## What the task asks
Pull every line containing the word "before" from the records.

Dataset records

PR #368, opened 2016-09-04
Fixed a glitch when running Glowstone without Maven

DaMatrix:
When Glowstone is started inside eclispe (haven't tested any other IDEs yet), GlowServer.getName() is null.  When this happens, the player is not added to the tab list and commands that need the player name don't work ("player not found").

### DIFF
--- a/src/main/java/net/glowstone/GlowServer.java
+++ b/src/main/java/net/glowstone/GlowServer.java
@@ -260,6 +260,8 @@ public final class GlowServer implements Server {
      * The {@link MaterialValueManager} of this server.
      */
     private MaterialValueManager materialValueManager;
+    
+    private boolean isNameNull;
 
     /**
      * Creates a new server.
@@ -618,6 +620,9 @@ public final class GlowServer implements Server {
         if (!channel.isActive()) {
             logger.warning("Failed to bind rcon. Address already in use?");
         }
+        //Decide this after everything else has been started
+        this.isNameNull = getClass().getPackage().getImplementationTitle() == null;
+
     }
 
     /**
@@ -1090,7 +1095,7 @@ public final class GlowServer implements Server {
 
     @Override
     public String getName() {
-        if (getClass().getPackage().getImplementationTitle() == null)   {
+        if (isNameNull)   {
             return "Glowstone";
         } else {
             return getClass().getPackage().getImplementationTitle();
--- a/src/main/java/net/glowstone/GlowServer.java
+++ b/src/main/java/net/glowstone/GlowServer.java
@@ -1090,7 +1090,11 @@ public final class GlowServer implements Server {
 
     @Override
     public String getName() {
-        return getClass().getPackage().getImplementationTitle();
+        if (getClass().getPackage().getImplementationTitle() == null)   {
+            return "Glowstone";
+        } else {
+            return getClass().getPackage().getImplementationTitle();
+        }
     }
 
     @Override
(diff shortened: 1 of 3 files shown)


src/main/java/net/glowstone/entity/GlowPlayer.java
```diff
@@ -378,7 +378,12 @@ public void join(GlowSession session, PlayerReader reader) {
         setGameModeDefaults();
 
         // send server brand and supported plugin channels
-        session.send(PluginMessage.fromString("MC|Brand", server.getName()));
+        //System.out.println("server name: " + server.getName());
+        try {
```
mastercoms: Move this fix to the actual method, please.

src/main/java/net/glowstone/net/message/play/game/PluginMessage.java
```diff
@@ -19,7 +19,11 @@
     public static PluginMessage fromString(String channel, String text) {
         ByteBuf buf = Unpooled.buffer(5 + text.length());
         try {
-            ByteBufUtils.writeUTF8(buf, text);
+            try {
```
mastercoms: I mean in `GlowServer.getName()`. Sorry for not being clear.

DaMatrix: ok, will do

mastercoms:
I'm not sure if this is a won't fix, since it only happens with an unsupported build method. I believe fix was requested and rejected before, but perhaps I'll pull it this time due to the added convenience of being able to run it in your IDE.

src/main/java/net/glowstone/net/message/play/game/PluginMessage.java
```diff
@@ -29,4 +29,3 @@ public static PluginMessage fromString(String channel, String text) {
     }
 
 }
-
```
mastercoms, line 32: You accidentally removed the newline at the end of this file.

src/main/java/net/glowstone/GlowServer.java
```diff
@@ -1090,7 +1090,11 @@ public void setPlayerOnline(GlowPlayer player, boolean online) {
 
     @Override
     public String getName() {
-        return getClass().getPackage().getImplementationTitle();
+        if (getClass().getPackage().getImplementationTitle() == null)   {
```
mastercoms: Store it in a variable.

src/main/java/net/glowstone/GlowServer.java
```diff
@@ -1090,7 +1095,11 @@ public void setPlayerOnline(GlowPlayer player, boolean online) {
 
     @Override
     public String getName() {
-        return getClass().getPackage().getImplementationTitle();
+        if (isNameNull)   {
```
mastercoms, line 1098: Again, I'm so sorry for not being specific. I meant store the name within the method. Though, what you did right now might actually be better. I'll test and see.

EDIT: Going off your idea, maybe we can store a global name variable that uses a ternary that checks implementation title for null to assign itself.

VaiTon:
I requested it in #322 and it was rejected

mastercoms:
Yes, I acknowledged that it was rejected before but that I was conflicted about this again, since it seems more people are having problems with this.

https://github.com/GlowstoneMC/Glowstone/pull/368#issuecomment-244608991

Anyway, I'm closing this PR due to inactivity.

## Expected answer
I'm not sure if this is a won't fix, since it only happens with an unsupported build method. I believe fix was requested and rejected before, but perhaps I'll pull it this time due to the added convenience of being able to run it in your IDE.
Yes, I acknowledged that it was rejected before but that I was conflicted about this again, since it seems more people are having problems with this.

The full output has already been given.